Charles Blow: Bullies on the Bus and a Changing Society!

Dear Commons Community,

Charles Blow is his New York Times column today uses the case of the grandmother being bullying on the school bus as a metaphor for American society.  By now I am sure you have seen the video that  shows Karen Klein, a 68-year-old grandmother and bus monitor in upstate New York, being relentlessly tormented by a group of young boys.  They hurl profanities. One asks for her address because he says he wants to go urinate on her door. Others are more explicit about defiling her.   One boy tells her that she doesn’t have a family because “they all killed themselves because they didn’t want to be near you.” (Her eldest son committed suicide.)

Blow makes the point that:

“Those boys are us, or at least too many of us: America at its ugliest. It is that part of society that sees the weak and vulnerable as worthy of derision and animus.

This kind of behavior is not isolated to children and school buses and suburban communities. It stretches to the upper reaches of society — our politics and our pulpits and our public squares.

Whether it is a Republican debate audience booing a gay soldier or Rush Limbaugh’s vicious attack on a female Georgetown law student or Newt Gingrich’s salvos at the poor, bullying has become boilerplate. Hiss and taunt. Tease and intimidate. Target your enemies and torture them mercilessly. Maintain primacy through predation.”

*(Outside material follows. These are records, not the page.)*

PR #65625, opened 2023-05-13
nonlethal tear gas

anoobindisguise:
#### Summary
Balance "Tear gas doesn't kill mobs"

#### Purpose of change
Tear gas is more or less non lethal except in extreme cases, and it didn't damage the player, but it dissolved enemies alive like it was a sulfuric cloud which is silly.

#### Describe the solution
Remove damage from all instances including the special-cased extra damage to VEGGY monsters.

He goes on to cite statistics on minorities, women, attitudes to gays, and religion and concludes:

“The Republican-Democratic divide is increasingly becoming an all-white/multicultural divide, a male/female divide, and a more religious/less religious divide — the formers the traditional power classes, and the latters the emerging ones.

This has led to some increasingly unseemly attacks at traditionally marginalized groups, even as — and possibly particularly because — they grow more powerful.

Women are under attack. Hispanics are under attack. Minority voting rights are under attack. The poor are under attack. Unsurprisingly, those doing the attacking in every case are from the right.

I wish I could say that Blow is wrong in his conclusion but unfortunately there are elements of truth in what he says.